**Instructions for the task**
Once the data has been read, return all of it precisely as written.

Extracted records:
========

PR #87, opened 2026-07-14
Authenticate the sidecar WebSocket connection

alexanderguy:
## Summary

- The sidecar WebSocket handshake requires a per-sidecar bearer token,
  validated against a SHA-256 hash stored on the `sidecar` table; the hub
  keys connection state off the token-verified identity, not the claimed
  frame value.
- Sidecar registration is WebSocket-only; the hub exposes no
  `/api/sidecars` REST surface, so a routable sidecar identity cannot be
  created without a provisioned token.
- `bin/dev.ts` provisions the dev sidecar's identity before it connects,
  and the trust-model docs state the enforced model: a per-sidecar token
  on the handshake plus the Ed25519 reconnect challenge, with mutual TLS
  and network isolation left to deployment rather than enforced in code.

## Verification

- `make lint` and `make build` pass (`tsc -b` clean); the unit and
  integration suites pass, including deploy and reconnect integration
  tests that exercise the token-authenticated handshake end-to-end with a
  token on the wire.
- A real-DB regression test (`tests/db/sidecar-token-authenticator.test.ts`
  on the `createTestDb` harness) drives the shipped
  `createSidecarTokenAuthenticator` against a migrated Postgres schema,
  covering the `bytea` token-hash write-then-read round-trip: a valid token
  resolves to the seeded identity, wrong and empty tokens resolve to
  `null`, a spoofed claimed id with a valid token resolves to the token's
  verified id, and among several rows each token selects its own row by
  hash. It runs in CI and skips when no database is configured.
- `resolveProvisionConfig` boundary validation is unit-tested directly.

Closes INTR-259


alexanderguy:
Self-review (`code-review` skill) is clean. The security property holds against source: routing keys off the token-verified identity (never the claimed frame value); auth is required and fail-closed on both the register and reconnect handshakes; the allow-all test helper is test-only and unreachable from production; and the deploy and reconnect integration tests drive the real authenticator with a token on the wire. Gate green (`make lint`/`make build` exit 0; unit and integration suites pass).

alexanderguy:
The DB write path is verified against a live Postgres (a throwaway scratch database; the primary dev DB is untouched):

- The full migration chain (0001 through 0036) applies cleanly; `0036` adds `token_hash_sha256 bytea NOT NULL` plus the unique constraint, and the not-null column applies to the empty `sidecar` table.
- `bin/provision-sidecar.ts` writes the sidecar row with the stored hash equal to `sha256(token)`.
- The shipped `createSidecarTokenAuthenticator` against the live row resolves a valid token to its verified identity, resolves a wrong or empty token to `null`, and resolves a spoofed claimed `sidecarId` carrying a valid token to the token's verified id (never the claim).
- Provisioning surfaces the DB error and exits non-zero when the column is absent, rather than swallowing it.

PR #88, opened 2026-07-14
Emit valid action sets on the director abort and halt paths

alexanderguy:
## Summary

- `DefaultDirector.afterInferenceDone` emits `[checkpoint, done]` on an
  abort decision and `[checkpoint, reply]` on a halt decision — action
  sets the reactor accepts, so an abort terminates the session and a halt
  pauses it and replies, instead of crashing the reactor with a fatal
  "Invalid action set".
- The abort path does not surface its `reason`: a reply invites
  continuation, which a terminating action cannot honor. The `reason`
  remains a policy input.
- The director header comment scopes its event map to inbound events and
  points the `afterInferenceDone` continue/abort/halt decisions at the
  `AfterInferenceDecision` contract.
- Tests lock the `reply`+`done` and `wait`+`reply` validator invariants
  for the director's checkpoint-prefixed action shape, and drive the real
  director through the reactor to prove abort terminates cleanly and halt
  replies while staying alive.

## Verification

- The full build passes: `make all` exits clean (unit 3956 pass / 0 fail,
  integration 361 pass / 0 fail).
- The abort path reaches `reactor.done` and the halt path emits
  `connector.reply` while staying alive, with no fatal "Invalid action
  set" error in either case.

Closes INTR-201

### DIFF
--- a/packages/inference/src/default-director.test.ts
+++ b/packages/inference/src/default-director.test.ts
@@ -20,6 +20,7 @@ import type {
   DefaultDirectorPolicy,
 } from "./default-director";
 import { createCapabilities } from "./director";
+import { validateActions } from "./actions";
 
 // ---------------------------------------------------------------------------
 // Fixtures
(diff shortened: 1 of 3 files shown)


alexanderguy:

========

**Answer section**
PR #87, opened 2026-07-14
Authenticate the sidecar WebSocket connection

alexanderguy:
## Summary

- The sidecar WebSocket handshake requires a per-sidecar bearer token,
  validated against a SHA-256 hash stored on the `sidecar` table; the hub
  keys connection state off the token-verified identity, not the claimed
  frame value.
- Sidecar registration is WebSocket-only; the hub exposes no
  `/api/sidecars` REST surface, so a routable sidecar identity cannot be
  created without a provisioned token.
- `bin/dev.ts` provisions the dev sidecar's identity before it connects,
  and the trust-model docs state the enforced model: a per-sidecar token
  on the handshake plus the Ed25519 reconnect challenge, with mutual TLS
  and network isolation left to deployment rather than enforced in code.

## Verification

- `make lint` and `make build` pass (`tsc -b` clean); the unit and
  integration suites pass, including deploy and reconnect integration
  tests that exercise the token-authenticated handshake end-to-end with a
  token on the wire.
- A real-DB regression test (`tests/db/sidecar-token-authenticator.test.ts`
  on the `createTestDb` harness) drives the shipped
  `createSidecarTokenAuthenticator` against a migrated Postgres schema,
  covering the `bytea` token-hash write-then-read round-trip: a valid token
  resolves to the seeded identity, wrong and empty tokens resolve to
  `null`, a spoofed claimed id with a valid token resolves to the token's
  verified id, and among several rows each token selects its own row by
  hash. It runs in CI and skips when no database is configured.
- `resolveProvisionConfig` boundary validation is unit-tested directly.

Closes INTR-259


alexanderguy:
Self-review (`code-review` skill) is clean. The security property holds against source: routing keys off the token-verified identity (never the claimed frame value); auth is required and fail-closed on both the register and reconnect handshakes; the allow-all test helper is test-only and unreachable from production; and the deploy and reconnect integration tests drive the real authenticator with a token on the wire. Gate green (`make lint`/`make build` exit 0; unit and integration suites pass).

alexanderguy:
The DB write path is verified against a live Postgres (a throwaway scratch database; the primary dev DB is untouched):

- The full migration chain (0001 through 0036) applies cleanly; `0036` adds `token_hash_sha256 bytea NOT NULL` plus the unique constraint, and the not-null column applies to the empty `sidecar` table.
- `bin/provision-sidecar.ts` writes the sidecar row with the stored hash equal to `sha256(token)`.
- The shipped `createSidecarTokenAuthenticator` against the live row resolves a valid token to its verified identity, resolves a wrong or empty token to `null`, and resolves a spoofed claimed `sidecarId` carrying a valid token to the token's verified id (never the claim).
- Provisioning surfaces the DB error and exits non-zero when the column is absent, rather than swallowing it.

PR #88, opened 2026-07-14
Emit valid action sets on the director abort and halt paths

alexanderguy:
## Summary

- `DefaultDirector.afterInferenceDone` emits `[checkpoint, done]` on an
  abort decision and `[checkpoint, reply]` on a halt decision — action
  sets the reactor accepts, so an abort terminates the session and a halt
  pauses it and replies, instead of crashing the reactor with a fatal
  "Invalid action set".
- The abort path does not surface its `reason`: a reply invites
  continuation, which a terminating action cannot honor. The `reason`
  remains a policy input.
- The director header comment scopes its event map to inbound events and
  points the `afterInferenceDone` continue/abort/halt decisions at the
  `AfterInferenceDecision` contract.
- Tests lock the `reply`+`done` and `wait`+`reply` validator invariants
  for the director's checkpoint-prefixed action shape, and drive the real
  director through the reactor to prove abort terminates cleanly and halt
  replies while staying alive.

## Verification

- The full build passes: `make all` exits clean (unit 3956 pass / 0 fail,
  integration 361 pass / 0 fail).
- The abort path reaches `reactor.done` and the halt path emits
  `connector.reply` while staying alive, with no fatal "Invalid action
  set" error in either case.

Closes INTR-201

### DIFF
--- a/packages/inference/src/default-director.test.ts
+++ b/packages/inference/src/default-director.test.ts
@@ -20,6 +20,7 @@ import type {
   DefaultDirectorPolicy,
 } from "./default-director";
 import { createCapabilities } from "./director";
+import { validateActions } from "./actions";
 
 // ---------------------------------------------------------------------------
 // Fixtures
(diff shortened: 1 of 3 files shown)


alexanderguy:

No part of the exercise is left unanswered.